-------- PROVIDED ENTRIES

PR #1957, opened 2026-06-23
feat(engine): add identity() capability to ModelPipeline

### LINKED ISSUE #1956: engine: add identity() capability to ModelPipeline so callers can skip buffer-and-hold for validators
## Background

The model SPI migration collapsed the former `ValidatorHandler` / `ConverterHandler` distinction into a single `ModelPipeline`. That distinction implicitly told the caller something useful: a *validator* only validates (it is **identity on accept** — it never rewrites bytes, it only rejects), whereas a *converter* may change the value's bytes and/or length. Collapsing both into `ModelPipeline.transform(...)` lost the caller's ability to know, up front, that a given model will not alter the bytes.

## Problem

A caller that forwards a length-prefixed and/or CRC-protected wire format must, whenever a model is active, **buffer-and-hold the whole message, recompute the length framing, and recompute the CRC** — because it cannot know in advance whether the transform will change the bytes or their length. For a **validator** (identity on accept) this work is entirely unnecessary: the bytes are unchanged, so the original framing and CRC remain valid and the value could stream through untouched.

`HttpModel`, `KafkaCacheModel`, and `SseModel` each drive the pipeline and copy produced bytes even for validators, where a passthrough would suffice.

## Proposal

Add an `identity()` capability to `ModelPipeline` (and/or `ModelHandler`):

```java
default boolean identity()
{
    return false;
}
```

- **Default `false`** — this is a correctness requirement, not just a conservative choice. A transforming model that forgot to override must still be buffered/recomputed; defaulting to `true` would let it forward a stale CRC/length. Validators *opt in* to `identity() == true` to earn the fast path.
- Read validators override to `true` (json/avro/protobuf/test as appropriate). For the engine **test model**, `identity()` is `transformLength < 0` (i.e. no `transform: { length: N }` configured).
- Callers gate on it:
  - `identity()` → cheap passthrough: stream original bytes, no buffer, no CRC recompute (validators still reject as today).
  - otherwise → buffer-and-hold + reframe + recompute.

## Notes

There are really three tiers — (1) identity (bytes unchanged), (2) length-preserving but content-changing (CRC must be recomputed, no length resize), (3) length-changing (full reframe). A single `identity()` boolean cleanly separates tier 1 (validators → cheap path) from tiers 2–3 (must do work); distinguishing 2 from 3 is a finer optimization probably not worth extra API surface. Note `ModelPipeline.padding()` already exists but means "reserved overhead," not "won't change bytes," so it does not serve this purpose.

## Scope

- Engine: add `identity()` to the `ModelPipeline` SPI (default `false`); override `true` in the read validators; unit coverage.
- Sibling bindings (`HttpModel`, `KafkaCacheModel`, `SseModel`): gate their drivers on `identity()` to skip the produced-bytes copy for validators.

This is a deferred optimization layered on top of the existing (correct) buffer-and-hold behavior — callers that already buffer unconditionally for active models stay correct; the `identity()` fast-path simply lets them avoid the work for validators once the signal is available.

jfallows:
Fixes #1956

## Summary

Adds `ModelPipeline.identity()` so a caller can tell, up front, that a model is a *validator* — it leaves accepted values byte-for-byte unchanged — and skip the buffer-and-hold / reframe / checksum-recompute work that only a content-changing transform requires.

## Engine SPI

- `ModelPipeline.identity()` — new `default false` method. The default is a correctness requirement, not just conservatism: a transforming pipeline that forgot to override it must still be buffered and reframed, so a pipeline opts in to `true` only when it never alters an accepted value.

## Read-validator overrides

- `JsonReadModelPipeline` → `true` (a json read model only validates against its schema).
- `AvroReadModelPipeline` / `ProtobufReadModelPipeline` → `true` unless a converting `view: json` is configured (delegated to a handler-level `identity()`).
- Engine `TestModelPipeline` → `transformLength < 0`.

## Consumer: binding-mqtt

`MqttModel.identity()` plus a fragment-level `MqttModel.validate(...)`. `MqttServerFactory.decodePublishPayload` now gates on `identity()`: an identity model validates the publish payload fragment-by-fragment and streams the **original** bytes, so a payload larger than the decode slot no longer has to be buffered whole (and rejected with `PAYLOAD_FORMAT_INVALID`) just to recompute its length. The change is isolated to identity-active models — non-identity and unmodeled paths are byte-for-byte unchanged, and validation is gated on `canPublish` so rejection timing matches the existing modeled path.

`HttpModel`, `SseModel`, and `KafkaCacheModel` are intentionally **not** gated: HTTP/SSE do not reframe length, and the Kafka cache always stores the message, so `identity()` saves no work there.

## Tests

- Unit coverage for `identity()` added to `TestModelHandlerTest`, `JsonReadModelPipelineTest`, `AvroReadModelPipelineTest`, `ProtobufReadModelPipelineTest`, and `MqttModelTest` (including the streaming `validate`).
- MQTT `PublishIT` passes through k3po — v5 51/0, v4 25/0, client-v5 8/0 — covering both the identity validator config (`server.validator.yaml`, the new streaming path) and the content-transform configs (unchanged path).

## Follow-up

The new capability — an identity payload exceeding the decode slot streaming through instead of being rejected — is exercised by the existing in-slot identity IT but not yet by a dedicated oversized-payload spec script. A k3po script for that case would be a worthwhile addition.

https://claude.ai/code/session_01Py5AeLjwkYueJxYyP15GjA

---
_Generated by [Claude Code](https://claude.ai/code/session_01Py5AeLjwkYueJxYyP15GjA)_


jfallows (commented):
LGTM

jfallows (commented):
LGTM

----------------

EXERCISE OBJECTIVE
Scan the records for the string "accepted" and report each line where it occurs.

SOLUTION BELOW
Adds `ModelPipeline.identity()` so a caller can tell, up front, that a model is a *validator* — it leaves accepted values byte-for-byte unchanged — and skip the buffer-and-hold / reframe / checksum-recompute work that only a content-changing transform requires.
- `ModelPipeline.identity()` — new `default false` method. The default is a correctness requirement, not just conservatism: a transforming pipeline that forgot to override it must still be buffered and reframed, so a pipeline opts in to `true` only when it never alters an accepted value.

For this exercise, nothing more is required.